Peuvent-ils survivre à Amazon ?


Édition du 09 Décembre 2017

Peuvent-ils survivre à Amazon ?


Édition du 09 Décembre 2017

Par Stéphane Rolland

L'année 2017 aura été celle de l'«effet Amazon». À lui seul, le géant du commerce électronique accapare entre 40% et 50% de la croissance des ventes au détail aux États-Unis, selon une estimation de Morgan Stanley. Qui pourra résister à l'attaque? Nous évaluons le bouclier de quatre résistants potentiels.

Dollarama : un prix imbattable, mais un multiple coûteux

Vous souhaitez concurrencer Dollarama sur le Web? Bonne chance! Les prix de ses items vendus entre 1$ et 4$ sont tellement bas qu'il est difficile d'imaginer un détaillant en ligne jouer dans les talles de l'entreprise montréalaise, selon les experts que nous avons consultés.

Le modèle d'affaires de Dollarama semble inattaquable pour Amazon, croit Pierre-Olivier Langevin. Le gestionnaire de portefeuille de Medici, à Saint-Bruno, fait un calcul approximatif pour illustrer son propos. Pour un panier de 15$, Dollarama générerait un bénéfice d'un peu moins de 6$ (étant donné qu'elle a affiché une marge brute de 39,6% au deuxième trimestre). «Les frais de livraison vont gruger les profits que voudrait faire Amazon, explique-t-il. Cela ne correspond pas à sa stratégie d'encourager les commandes d'une plus grande valeur pour rentabiliser les frais de livraison.»

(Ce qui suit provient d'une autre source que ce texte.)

PR #771, opened 2026-08-12
perf(contradiction): batch the Path C entity-aware per-candidate LLM judge (A61)

arkash20:
## What

Finishes **A61** (the OpenAI-cost bug). #770 batched the Path A semantic per-candidate LLM fan-out — the measured cost driver. This PR does the same for the remaining fan-out: **Path C's forward entity-overlap detection**.

Path C's forward loop issued **one LLM judge call per candidate**:
- `_llm_entity_aware_contradiction_check` for candidates with resolved entity context on both sides,
- `_llm_contradiction_check` (base) for the rest,

fanning out up to `_ENTITY_LINKS_DETECTION_FETCH_MAX_CANDIDATES` calls per newly-written memory. For a popular subject that is a large per-write cost — the same shape #770 fixed on Path A.

## How

Collapse the fan-out into **at most two batched calls**:
- a new `_llm_entity_aware_contradiction_check_batch` covering the entity-aware group, each candidate carrying its **own** resolved entity context so the authoritative same-subject grounding is preserved per candidate;
- the existing #770 `_llm_contradiction_check_batch` for the base group.

Everything downstream is unchanged:
- judge-selection logic (entity-aware vs base) is byte-for-byte the same;
- each raw judgment runs through `_judge_contradiction`, so the safety gates are identical to the per-candidate path;
- `results` stays aligned to `candidates` and keeps the `(verdict, confidence)` / `Exception` shape the existing loop handles — a whole-batch failure defaults its group to *skipped*, never fabricated;
- a **single candidate keeps the direct call** (mirrors the Path A `len == 1` special case).

Path C forward detection is **status-only** (no engine conflict-record wiring — that lives in Path A), so behavior is identical whether `contradiction_write_conflict_record` is on or off. Serves both the flag-off and flag-on arms.

## Tests

- Updated the three multi-candidate Path C tests (caura_130 preflight-cap, caura_131 detection-cap + a1_17 matched-set) from per-candidate `call_count == len(cands)` assertions to batched-call assertions.
- Added `test_a61_multi_candidate_entity_aware_batches_once_and_flags` — three entity-aware candidates → one batched call, contradiction effect still applied.
- Full unit suite green (2366 passed); no new mypy errors in the changed file; ruff clean.

### DIFF
--- a/core-api/src/core_api/services/contradiction_detector.py
+++ b/core-api/src/core_api/services/contradiction_detector.py
@@ -1462,6 +1462,136 @@ async def _llm_entity_aware_contradiction_check(
     )
 
 
+# A61 — batched entity-aware judge. Path C's forward-detection loop
+# previously fanned out one ``_llm_entity_aware_contradiction_check`` call
+# per candidate (mirroring the Path A semantic fan-out that #770 batched).
+# For a high-fanout subject (a popular entity referenced by many memories)
+# that is up to ``_ENTITY_LINKS_DETECTION_FETCH_MAX_CANDIDATES`` LLM calls
+# per newly-written memory. This variant judges the whole entity-aware
+# group in ONE ``complete_json`` call, carrying each candidate's OWN
+# resolved entity context so the authoritative same-subject grounding is
+# preserved per candidate.
+BATCH_ENTITY_AWARE_CONTRADICTION_PROMPT = """\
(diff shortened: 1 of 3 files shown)


arkash20:
@Eldad-Caura please approve — CI is green (all checks passing).

Eldad-Caura (approved):

PR #772, opened 2026-08-12
fix(events): declare the embed-backfill subscription in the manifest

Eldad-Caura:
Found while preparing to provision the Pub/Sub topic for #767 — before the flag was flipped, so nothing broke.

## The gap

#767 added `bus.subscribe(Topics.Lifecycle.EMBED_BACKFILL_REQUESTED, ...)` to core-worker's `register_consumers()`, but never added it to the generator's hand-maintained list. So `common/events/events_manifest.json` does not record that core-worker consumes that topic.

That matters more than a stale file, because of what reads it. From the generator's own docstring:

> It is the contract that lets the enterprise repo's `check_pubsub_provisioning.py` fail CI when OSS adds a consumed topic without the matching Terraform subscription — **the gap that took staging down when `memclaw.lifecycle.insights-requested` shipped unprovisioned.**

An incomplete manifest means that guard is blind to the topic, so the enterprise side could ship without a subscription and nothing would object. The exact class of incident the manifest exists to prevent.

## Why nothing caught it

There are two mechanisms, and this fell between them:

- **Lifecycle** topics are captured *dynamically*, by invoking the shared registration helpers in `common.events.lifecycle_handlers` against a recording bus. Anything registered through a helper is picked up automatically.
- **Directly-registered** subscribes can't be captured that way (OSS CI doesn't install the worker package), so they're hand-listed in `_MEMORY_DIRECT` and cross-checked against the consumer files by `test_memory_direct_matches_consumer_files`.

That check's regex was `bus\.subscribe\(\s*Topics\.Memory\.([A-Z_]+)` — **Memory only**. A *lifecycle* topic registered *directly* matched neither mechanism. #767 created the first such case, because it registers in core-worker deliberately: the work lives in `core_worker.backfill`, and core-api — which implements the same lifecycle adapter protocol — cannot run it.

## The fix

1. Add the topic to the direct list, and regenerate the manifest with `scripts/gen_events_manifest.py` (it says "do not edit by hand", so I didn't).
2. Widen the guard's regex to `Topics\.(Memory|Lifecycle)\.`, closing the seam for the next person.
3. Rename `_MEMORY_DIRECT` → `_DIRECT_SUBSCRIBES`. It no longer holds only memory-pipeline topics, and a name asserting otherwise is precisely the drift that caused this.

## Verified the guard now bites

Removing the new entry while leaving the `bus.subscribe` in place — i.e. reproducing #767's exact omission:

```
AssertionError: core-worker: _DIRECT_SUBSCRIBES in scripts/gen_events_manifest.py is out of
sync with core-worker/src/core_worker/consumer.py.
Found ['memclaw.lifecycle.embed-backfill-requested', 'memclaw.memory.embed-requested', ...],
expected ['memclaw.memory.embed-requested', 'memclaw.memory.enrich-requested'].
```

Before this change, that same state passed.

The only manifest change is one added line:

```diff
     "core-worker": [
       "memclaw.lifecycle.archive-expired-requested",
       "memclaw.lifecycle.archive-stale-requested",
+      "memclaw.lifecycle.embed-backfill-requested",
```

86 events tests pass; `ruff check` clean.

## What follows

With the manifest correct, the enterprise `pubsub-provisioning` check will now require a matching Terraform subscription — which is the next step and lives in caura-memclaw-enterprise: topic, subscription and DLQ for `memclaw.lifecycle.embed-backfill-requested`, staging first.

### DIFF
--- a/common/events/events_manifest.json
+++ b/common/events/events_manifest.json
@@ -12,6 +12,7 @@
     "core-worker": [
       "memclaw.lifecycle.archive-expired-requested",
       "memclaw.lifecycle.archive-stale-requested",
+      "memclaw.lifecycle.embed-backfill-requested",
       "memclaw.lifecycle.purge-soft-deleted-requested",
       "memclaw.memory.embed-requested",
       "memclaw.memory.enrich-requested"
--- a/scripts/gen_events_manifest.py
+++ b/scripts/gen_events_manifest.py
@@ -38,16 +38,23 @@ MANIFEST_PATH = (
     / "events_manifest.json"
 )
 
-# Memory-pipeline subscriptions are registered by each service's own
-# ``register_consumers()`` (core-api/src/core_api/consumer.py and
-# core-worker/src/core_worker/consumer.py). They are listed explicitly here
-# rather than captured dynamically because OSS CI does not install the worker
-# package, so it cannot be imported in this generator. This set is stable; if
-# you add a direct ``bus.subscribe`` in a service's register_consumers(), add it
-# here too.
-_MEMORY_DIRECT: dict[str, list[str]] = {
+# Subscriptions registered by each service's own ``register_consumers()``
+# (core-api/src/core_api/consumer.py and core-worker/src/core_worker/consumer.py)
+# rather than by a shared helper in ``common.events.lifecycle_handlers``. They are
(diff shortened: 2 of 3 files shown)


Eldad-Caura:
@erni-a please approve

erni-a (approved):

PR #773, opened 2026-08-12
fix(reports): anchor working-on lane keywords to word starts

Eldad-Caura:
## What

`working_on` lane keywords now match at a **word start** instead of anywhere in the string.

## The bug is bigger than the flake that surfaced it

Lane matching runs *before* the memory-type fallback, so any substring hit silently outranks the type. The matcher was a bare `k in text`, and the collisions are ordinary English:

| content | contains | wrong lane |
|---|---|---|
| customer **feedback** reviewed | `dba` | Operating |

On ne magasine pas chez Dollarama ou Amazon pour les mêmes raisons, poursuit Philippe Pratte, président de Pratte Gestion de portefeuilles, à Gatineau. «Ils ne visent pas le même segment de marché, précise le gestionnaire de portefeuille. Les acheteurs de Dollarama sont des chasseurs d'aubaines, qui ne voudront pas payer pour les frais de livraison. La grande motivation d'aller sur Amazon n'est pas le prix, mais la facilité d'utilisation.»

Toujours attrayants?

Le hic, c'est que l'attrait du modèle d'affaires n'est pas passé inaperçu. Le titre a gagné 53% depuis le début de l'année et 368% depuis cinq ans. L'action s'échange à 30 fois les prévisions de bénéfice de l'an prochain. Reste-t-il encore de l'espace pour la croissance?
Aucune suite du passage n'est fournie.